(Data shown begins)
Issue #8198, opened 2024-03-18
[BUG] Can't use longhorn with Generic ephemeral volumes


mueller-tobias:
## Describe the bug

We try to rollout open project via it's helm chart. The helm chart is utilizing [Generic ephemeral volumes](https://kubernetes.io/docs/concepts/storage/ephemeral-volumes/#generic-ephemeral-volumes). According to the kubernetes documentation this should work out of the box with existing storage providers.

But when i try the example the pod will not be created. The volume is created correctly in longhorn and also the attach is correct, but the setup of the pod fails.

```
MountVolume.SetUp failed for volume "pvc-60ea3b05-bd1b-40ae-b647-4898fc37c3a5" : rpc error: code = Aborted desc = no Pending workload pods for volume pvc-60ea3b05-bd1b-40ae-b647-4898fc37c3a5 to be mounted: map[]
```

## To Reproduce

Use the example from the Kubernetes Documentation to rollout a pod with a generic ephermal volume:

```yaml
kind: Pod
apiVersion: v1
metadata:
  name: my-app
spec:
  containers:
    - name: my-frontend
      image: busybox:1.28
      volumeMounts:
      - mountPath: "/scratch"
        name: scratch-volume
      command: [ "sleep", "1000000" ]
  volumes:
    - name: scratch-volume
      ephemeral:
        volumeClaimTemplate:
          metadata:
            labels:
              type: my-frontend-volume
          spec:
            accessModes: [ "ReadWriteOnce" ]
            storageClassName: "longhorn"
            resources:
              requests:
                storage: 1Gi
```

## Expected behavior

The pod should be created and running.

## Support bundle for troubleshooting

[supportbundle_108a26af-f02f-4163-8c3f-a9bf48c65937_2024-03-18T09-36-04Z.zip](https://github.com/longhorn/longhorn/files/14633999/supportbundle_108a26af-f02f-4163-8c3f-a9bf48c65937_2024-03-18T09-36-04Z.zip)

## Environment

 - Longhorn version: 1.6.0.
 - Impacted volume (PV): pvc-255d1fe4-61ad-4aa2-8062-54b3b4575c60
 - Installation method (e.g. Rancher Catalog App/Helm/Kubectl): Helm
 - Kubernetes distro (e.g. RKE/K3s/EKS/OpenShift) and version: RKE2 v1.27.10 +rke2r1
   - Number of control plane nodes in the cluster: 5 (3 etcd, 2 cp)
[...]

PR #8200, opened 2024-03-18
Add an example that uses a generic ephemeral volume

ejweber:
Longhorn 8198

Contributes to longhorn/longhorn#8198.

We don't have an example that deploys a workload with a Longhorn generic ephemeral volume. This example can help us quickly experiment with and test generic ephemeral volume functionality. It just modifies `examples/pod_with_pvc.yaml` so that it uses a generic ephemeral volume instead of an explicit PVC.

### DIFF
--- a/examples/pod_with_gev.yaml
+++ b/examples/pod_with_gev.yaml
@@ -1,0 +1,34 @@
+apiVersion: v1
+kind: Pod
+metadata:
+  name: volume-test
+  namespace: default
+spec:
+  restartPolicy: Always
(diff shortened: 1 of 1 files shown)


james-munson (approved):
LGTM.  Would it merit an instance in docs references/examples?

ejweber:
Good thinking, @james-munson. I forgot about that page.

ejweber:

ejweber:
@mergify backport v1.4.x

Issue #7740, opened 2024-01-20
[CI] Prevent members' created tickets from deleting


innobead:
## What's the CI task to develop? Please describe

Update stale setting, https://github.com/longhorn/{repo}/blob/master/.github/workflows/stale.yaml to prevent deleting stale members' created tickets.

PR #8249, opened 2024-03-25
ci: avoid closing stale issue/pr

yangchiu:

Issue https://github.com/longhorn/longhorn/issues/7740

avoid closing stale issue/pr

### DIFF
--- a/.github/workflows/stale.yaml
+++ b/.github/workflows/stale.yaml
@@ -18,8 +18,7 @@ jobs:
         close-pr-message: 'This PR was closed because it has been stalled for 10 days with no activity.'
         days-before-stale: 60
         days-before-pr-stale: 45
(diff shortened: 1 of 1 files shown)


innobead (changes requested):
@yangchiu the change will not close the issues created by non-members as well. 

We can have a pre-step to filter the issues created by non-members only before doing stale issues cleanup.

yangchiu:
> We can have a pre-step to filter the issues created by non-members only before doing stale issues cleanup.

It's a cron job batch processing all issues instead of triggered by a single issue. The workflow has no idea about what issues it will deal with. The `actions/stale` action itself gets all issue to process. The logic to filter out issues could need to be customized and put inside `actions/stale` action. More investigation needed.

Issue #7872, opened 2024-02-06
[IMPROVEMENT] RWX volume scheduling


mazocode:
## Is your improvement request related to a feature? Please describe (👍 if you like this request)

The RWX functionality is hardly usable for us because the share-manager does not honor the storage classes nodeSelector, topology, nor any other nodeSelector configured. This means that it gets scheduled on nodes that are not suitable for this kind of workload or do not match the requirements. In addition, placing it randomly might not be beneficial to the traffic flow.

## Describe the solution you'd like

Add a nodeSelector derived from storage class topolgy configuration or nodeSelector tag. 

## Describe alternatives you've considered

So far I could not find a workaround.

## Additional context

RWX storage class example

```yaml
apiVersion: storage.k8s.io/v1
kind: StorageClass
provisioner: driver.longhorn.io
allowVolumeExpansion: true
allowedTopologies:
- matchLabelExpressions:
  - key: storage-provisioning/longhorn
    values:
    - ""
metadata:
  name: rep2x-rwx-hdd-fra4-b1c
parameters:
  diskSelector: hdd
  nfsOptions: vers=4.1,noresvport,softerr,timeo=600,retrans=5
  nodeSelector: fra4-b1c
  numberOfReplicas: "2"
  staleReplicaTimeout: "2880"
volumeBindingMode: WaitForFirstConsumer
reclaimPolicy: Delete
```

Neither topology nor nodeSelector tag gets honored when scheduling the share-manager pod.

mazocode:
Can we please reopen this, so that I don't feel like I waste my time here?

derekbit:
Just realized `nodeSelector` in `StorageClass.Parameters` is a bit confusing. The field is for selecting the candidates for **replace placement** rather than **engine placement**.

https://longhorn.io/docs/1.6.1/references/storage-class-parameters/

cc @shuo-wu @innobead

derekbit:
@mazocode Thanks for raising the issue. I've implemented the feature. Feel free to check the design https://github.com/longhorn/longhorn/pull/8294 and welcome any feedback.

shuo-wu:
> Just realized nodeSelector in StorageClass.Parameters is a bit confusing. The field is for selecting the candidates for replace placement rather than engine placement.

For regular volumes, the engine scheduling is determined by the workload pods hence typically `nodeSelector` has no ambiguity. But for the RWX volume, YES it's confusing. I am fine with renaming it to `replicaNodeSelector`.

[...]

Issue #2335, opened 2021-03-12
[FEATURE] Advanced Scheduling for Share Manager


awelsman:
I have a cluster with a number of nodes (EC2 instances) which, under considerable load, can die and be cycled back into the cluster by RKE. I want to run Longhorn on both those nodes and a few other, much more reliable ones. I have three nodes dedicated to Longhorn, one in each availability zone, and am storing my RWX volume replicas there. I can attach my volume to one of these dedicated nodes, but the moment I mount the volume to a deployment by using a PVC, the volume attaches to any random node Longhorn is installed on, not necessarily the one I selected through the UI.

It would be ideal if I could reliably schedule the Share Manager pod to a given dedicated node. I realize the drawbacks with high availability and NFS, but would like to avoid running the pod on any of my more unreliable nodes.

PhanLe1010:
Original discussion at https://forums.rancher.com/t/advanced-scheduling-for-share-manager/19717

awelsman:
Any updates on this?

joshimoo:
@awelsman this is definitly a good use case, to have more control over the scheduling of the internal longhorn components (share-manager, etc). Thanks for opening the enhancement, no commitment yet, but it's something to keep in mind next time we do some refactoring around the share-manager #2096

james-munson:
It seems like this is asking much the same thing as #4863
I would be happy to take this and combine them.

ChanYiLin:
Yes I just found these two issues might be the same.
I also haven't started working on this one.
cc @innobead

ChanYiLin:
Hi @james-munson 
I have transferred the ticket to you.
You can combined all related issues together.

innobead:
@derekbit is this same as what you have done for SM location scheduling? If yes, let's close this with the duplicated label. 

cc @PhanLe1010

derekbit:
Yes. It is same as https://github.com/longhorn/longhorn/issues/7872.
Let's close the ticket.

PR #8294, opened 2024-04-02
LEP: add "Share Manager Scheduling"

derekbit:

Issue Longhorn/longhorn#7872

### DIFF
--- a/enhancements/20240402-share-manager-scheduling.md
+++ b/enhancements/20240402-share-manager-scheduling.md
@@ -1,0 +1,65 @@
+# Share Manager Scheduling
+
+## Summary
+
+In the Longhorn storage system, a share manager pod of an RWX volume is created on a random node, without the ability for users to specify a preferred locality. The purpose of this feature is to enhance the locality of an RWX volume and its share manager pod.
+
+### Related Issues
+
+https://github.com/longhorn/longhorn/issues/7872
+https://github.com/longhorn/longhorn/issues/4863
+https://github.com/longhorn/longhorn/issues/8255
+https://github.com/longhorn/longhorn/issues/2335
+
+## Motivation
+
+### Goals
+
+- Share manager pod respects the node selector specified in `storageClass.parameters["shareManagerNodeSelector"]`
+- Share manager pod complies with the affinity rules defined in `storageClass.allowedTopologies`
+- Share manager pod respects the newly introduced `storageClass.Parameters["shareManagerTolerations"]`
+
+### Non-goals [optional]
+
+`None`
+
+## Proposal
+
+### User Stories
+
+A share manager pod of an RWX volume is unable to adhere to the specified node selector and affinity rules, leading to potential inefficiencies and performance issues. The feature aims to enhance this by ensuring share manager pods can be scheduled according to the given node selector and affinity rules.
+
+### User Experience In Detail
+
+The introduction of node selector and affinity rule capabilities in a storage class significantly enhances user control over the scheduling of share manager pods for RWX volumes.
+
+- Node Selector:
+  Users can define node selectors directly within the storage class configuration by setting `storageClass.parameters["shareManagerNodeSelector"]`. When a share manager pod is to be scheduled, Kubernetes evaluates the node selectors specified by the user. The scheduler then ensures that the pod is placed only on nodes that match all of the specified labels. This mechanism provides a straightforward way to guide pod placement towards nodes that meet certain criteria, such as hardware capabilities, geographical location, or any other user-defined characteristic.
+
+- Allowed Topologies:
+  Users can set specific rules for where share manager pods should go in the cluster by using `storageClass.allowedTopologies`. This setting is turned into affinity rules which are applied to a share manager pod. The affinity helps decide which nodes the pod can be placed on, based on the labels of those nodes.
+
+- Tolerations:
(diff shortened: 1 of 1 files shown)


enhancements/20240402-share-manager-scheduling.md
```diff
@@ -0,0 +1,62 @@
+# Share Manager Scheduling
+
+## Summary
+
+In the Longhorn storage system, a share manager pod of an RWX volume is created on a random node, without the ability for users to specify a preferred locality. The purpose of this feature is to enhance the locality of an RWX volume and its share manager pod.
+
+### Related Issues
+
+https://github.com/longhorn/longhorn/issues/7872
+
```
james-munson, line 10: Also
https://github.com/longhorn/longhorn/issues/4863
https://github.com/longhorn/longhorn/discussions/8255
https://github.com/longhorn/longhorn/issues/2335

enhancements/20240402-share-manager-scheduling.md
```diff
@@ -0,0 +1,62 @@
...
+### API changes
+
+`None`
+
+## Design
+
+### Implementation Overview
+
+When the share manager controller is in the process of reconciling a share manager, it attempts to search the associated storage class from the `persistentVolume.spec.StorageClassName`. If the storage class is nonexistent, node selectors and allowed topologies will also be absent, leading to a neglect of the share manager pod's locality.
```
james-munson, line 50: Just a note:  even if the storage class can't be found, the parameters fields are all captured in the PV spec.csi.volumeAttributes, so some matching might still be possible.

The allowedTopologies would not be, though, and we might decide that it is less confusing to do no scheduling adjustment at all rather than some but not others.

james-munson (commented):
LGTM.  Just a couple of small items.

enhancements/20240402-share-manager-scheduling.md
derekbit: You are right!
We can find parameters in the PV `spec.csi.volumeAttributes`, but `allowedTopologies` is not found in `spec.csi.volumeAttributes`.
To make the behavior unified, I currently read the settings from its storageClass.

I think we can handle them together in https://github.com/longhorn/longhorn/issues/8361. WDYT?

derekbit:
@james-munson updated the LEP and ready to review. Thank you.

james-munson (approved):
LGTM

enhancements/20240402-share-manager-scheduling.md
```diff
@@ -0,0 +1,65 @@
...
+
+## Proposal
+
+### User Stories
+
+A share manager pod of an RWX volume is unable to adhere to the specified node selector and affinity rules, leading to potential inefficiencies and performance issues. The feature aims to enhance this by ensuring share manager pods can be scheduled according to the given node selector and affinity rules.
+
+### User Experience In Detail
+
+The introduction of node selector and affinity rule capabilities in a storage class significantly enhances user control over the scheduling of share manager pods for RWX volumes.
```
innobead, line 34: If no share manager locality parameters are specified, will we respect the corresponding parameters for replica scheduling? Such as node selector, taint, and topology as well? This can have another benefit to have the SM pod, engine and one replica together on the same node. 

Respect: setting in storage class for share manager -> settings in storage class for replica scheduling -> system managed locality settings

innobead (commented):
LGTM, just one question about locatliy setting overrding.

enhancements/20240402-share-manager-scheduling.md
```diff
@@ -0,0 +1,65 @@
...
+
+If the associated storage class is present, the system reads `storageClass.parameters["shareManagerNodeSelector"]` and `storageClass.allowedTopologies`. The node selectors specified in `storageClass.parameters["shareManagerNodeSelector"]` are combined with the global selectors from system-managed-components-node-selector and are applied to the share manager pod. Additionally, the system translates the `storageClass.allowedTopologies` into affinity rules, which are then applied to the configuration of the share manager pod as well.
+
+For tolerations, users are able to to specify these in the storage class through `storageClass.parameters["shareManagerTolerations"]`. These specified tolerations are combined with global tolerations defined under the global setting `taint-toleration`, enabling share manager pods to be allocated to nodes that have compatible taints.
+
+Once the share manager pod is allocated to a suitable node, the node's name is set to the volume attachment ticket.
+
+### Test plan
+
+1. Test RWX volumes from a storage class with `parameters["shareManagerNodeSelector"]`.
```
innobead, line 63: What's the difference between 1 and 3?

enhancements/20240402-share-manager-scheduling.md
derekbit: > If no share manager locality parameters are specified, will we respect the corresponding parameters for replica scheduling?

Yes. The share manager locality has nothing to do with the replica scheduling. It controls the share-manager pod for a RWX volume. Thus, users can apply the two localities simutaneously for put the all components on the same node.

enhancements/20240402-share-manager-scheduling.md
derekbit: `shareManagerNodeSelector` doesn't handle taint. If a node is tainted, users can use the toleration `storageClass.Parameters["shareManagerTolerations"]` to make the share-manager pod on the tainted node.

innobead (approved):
(Data shown ends)
● What needs to be done
Transcribe the entries above word for word, from the first line through the line containing "We try to rollout", and nothing else.

● Solution for this task
Issue #8198, opened 2024-03-18
[BUG] Can't use longhorn with Generic ephemeral volumes


mueller-tobias:
## Describe the bug

We try to rollout open project via it's helm chart. The helm chart is utilizing [Generic ephemeral volumes](https://kubernetes.io/docs/concepts/storage/ephemeral-volumes/#generic-ephemeral-volumes). According to the kubernetes documentation this should work out of the box with existing storage providers.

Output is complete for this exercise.